After locating the line that contains "Why you do it again here ?" in the data below, set down exactly that line and each one after it through the line that contains "When the user", and nothing more.

#### Extracted material ####

PR #3389, opened 2019-06-30
[ZEPPELIN-4209] Fixed the ClusterInterpreterLauncher can not listen cluster events

liuxunorg:
### What is this PR for?
1. **ClusterInterpreterLauncher can not listen cluster events**
In Cluster mode, The `ClusterInterpreterLauncher` needs to listen for cluster events, Accept requests from other zeppelin servers to create interpreter processes.
Since the `ClusterInterpreterLauncher` is lazy, dynamically generated, So in cluster mode, when the zeppelin service starts, Create a `ClusterInterpreterLauncher` object, This allows the `ClusterInterpreterLauncher` to listen for cluster events.

2. **Replace `RemoteInterpreterManagedProcess` with `ClusterInterpreterProcess` for local interpreter process creation**
Because in cluster mode, `RemoteInterpreterServer` performs service discovery by registering thrift's `ip` and `port` into the cluster metadata, not through the thrift interface `callback`.

### What type of PR is it?
[Bug Fix]

### What is the Jira issue?
* https://issues.apache.org/jira/browse/ZEPPELIN-4209

* [CI Pass](https://travis-ci.org/liuxunorg/zeppelin/builds/552320897)

### Questions:

### DIFF
--- a/zeppelin-plugins/launcher/cluster/src/main/java/org/apache/zeppelin/interpreter/launcher/ClusterInterpreterCheckThread.java
+++ b/zeppelin-plugins/launcher/cluster/src/main/java/org/apache/zeppelin/interpreter/launcher/ClusterInterpreterCheckThread.java
@@ -1,0 +1,86 @@
+/*
+ * Licensed to the Apache Software Foundation (ASF) under one or more
+ * contributor license agreements.  See the NOTICE file distributed with
+ * this work for additional information regarding copyright ownership.
+ * The ASF licenses this file to You under the Apache License, Version 2.0
+ * (the "License"); you may not use this file except in compliance with
+ * the License.  You may obtain a copy of the License at
+ *
+ *    http://www.apache.org/licenses/LICENSE-2.0
+ *
+ * Unless required by applicable law or agreed to in writing, software
+ * distributed under the License is distributed on an "AS IS" BASIS,
+ * WITHOUT WARRANTIES OR CONDITIONS OF ANY KIND, either express or implied.
+ * See the License for the specific language governing permissions and
+ * limitations under the License.
+ */
+
+package org.apache.zeppelin.interpreter.launcher;
+
+import org.apache.zeppelin.cluster.ClusterManagerServer;
+import org.slf4j.Logger;
+import org.slf4j.LoggerFactory;
+
+import java.util.HashMap;
+
+import static org.apache.zeppelin.cluster.meta.ClusterMeta.INTP_TSERVER_HOST;
+import static org.apache.zeppelin.cluster.meta.ClusterMeta.INTP_TSERVER_PORT;
+import static org.apache.zeppelin.cluster.meta.ClusterMetaType.INTP_PROCESS_META;
+
+// Metadata registered in the cluster by the interpreter process,
+// Keep the interpreter process started
+public class ClusterInterpreterCheckThread extends Thread {
+  private static final Logger LOGGER
+      = LoggerFactory.getLogger(ClusterInterpreterCheckThread.class);
+
+  private ClusterInterpreterProcess intpProcess;
+
+  ClusterInterpreterCheckThread(ClusterInterpreterProcess intpProcess) {
+    this.intpProcess = intpProcess;
+  }
+
+  @Override
+  public void run() {
+    LOGGER.info("ClusterInterpreterCheckThread run() >>>");
+
+    ClusterManagerServer clusterServer = ClusterManagerServer.getInstance();
+
+    String intpGroupId = intpProcess.getInterpreterGroupId();
+
+    HashMap<String, Object> intpMeta = clusterServer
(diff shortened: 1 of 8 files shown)


liuxunorg:

zjffdu:
@liuxunorg Could you update the PR title to describe what kind of issue you try to fix ? The current title is a little vague.

zeppelin-zengine/src/main/java/org/apache/zeppelin/interpreter/InterpreterSettingManager.java
```diff
@@ -210,6 +211,18 @@ private void initInterpreterSetting(InterpreterSetting interpreterSetting) {
...
         .setInterpreterEventServer(interpreterEventServer)
         .postProcessing();
+    
+    // Since the ClusterInterpreterLauncher is lazy, dynamically generated, So in cluster mode,
+    // when the zeppelin service starts, Create a ClusterInterpreterLauncher object,
+    // This allows the ClusterInterpreterLauncher to listen for cluster events.
+    if (conf.isClusterMode()) {
+      try {
+        String pluginName = interpreterSetting.getLauncherPlugin();
+        PluginManager.get().loadInterpreterLauncher(pluginName, recoveryStorage);
```
zjffdu: Why init IntepreterLauncher here instead of InterpreterSetting ?

zeppelin-plugins/launcher/cluster/src/main/java/org/apache/zeppelin/interpreter/launcher/ClusterInterpreterCheckThread.java
```diff
@@ -0,0 +1,86 @@
...
+        break;
+      }
+    }
+
+    if (null == intpMeta || !intpMeta.containsKey(INTP_TSERVER_HOST)
+        || !intpMeta.containsKey(INTP_TSERVER_PORT)) {
+      LOGGER.error("Can not found interpreter meta!");
+    }
+
+    LOGGER.info("ClusterInterpreterCheckThread run() <<<");
```
zjffdu: What happens if any exception happens in this thread ? Might be better to add try catch ?

liuxunorg: Already added try catch at https://github.com/apache/zeppelin/pull/3389/files/b1cdcaba70aa34f2263c81a20bb7432b748f3fb2#diff-8b0ca33dee568da61a22747f9c13fbcaR59

zeppelin-zengine/src/main/java/org/apache/zeppelin/interpreter/InterpreterSettingManager.java
liuxunorg: Modify `ClusterInterpreterLauncher` initialization in zeppelin server.

zeppelin-server/src/main/java/org/apache/zeppelin/server/ZeppelinServer.java
```diff
@@ -358,6 +361,22 @@ private static void setupClusterManagerServer(ServiceLocator serviceLocator) {
...
+      // when the zeppelin service starts, Create a ClusterInterpreterLauncher object,
+      // This allows the ClusterInterpreterLauncher to listen for cluster events.
+      try {
+        InterpreterSettingManager intpSettingManager = sharedServiceLocator.getService(InterpreterSettingManager.class);
+        RecoveryStorage recoveryStorage = ReflectionUtils.createClazzInstance(
+                conf.getRecoveryStorageClass(),
+                new Class[] {ZeppelinConfiguration.class, InterpreterSettingManager.class},
+                new Object[] {conf, intpSettingManager});
+        recoveryStorage.init();
+        PluginManager.get().loadInterpreterLauncher(InterpreterSetting.CLUSTER_INTERPRETER_LAUNCHER_NAME, recoveryStorage);
```
zjffdu: Launcher will be created here https://github.com/apache/zeppelin/blob/master/zeppelin-zengine/src/main/java/org/apache/zeppelin/interpreter/InterpreterSetting.java#L294
Why you do it again here ?

liuxunorg: Since the `ClusterInterpreterLauncher` is lazy, dynamically generated, So in cluster mode, 
When the user needs to create an interpreter on the cluster (for example: `node A`)
If the `A node` has never created an interpreter and never initialized the `ClusterInterpreterLauncher` object, then the `ClusterInterpreterLauncher` object on the a node will not be able to listen to the create interpreter event sent to it by the cluster.

Therefore, in cluster mode, the `ClusterInterpreterLauncher` object needs to be initialized in advance when the zeppelin server is started.

liuxunorg:

liuxunorg:
[CI Pass](https://travis-ci.org/liuxunorg/zeppelin/builds/554527481)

####

■ Problem solution ■
Why you do it again here ?

liuxunorg: Since the `ClusterInterpreterLauncher` is lazy, dynamically generated, So in cluster mode, 
When the user needs to create an interpreter on the cluster (for example: `node A`)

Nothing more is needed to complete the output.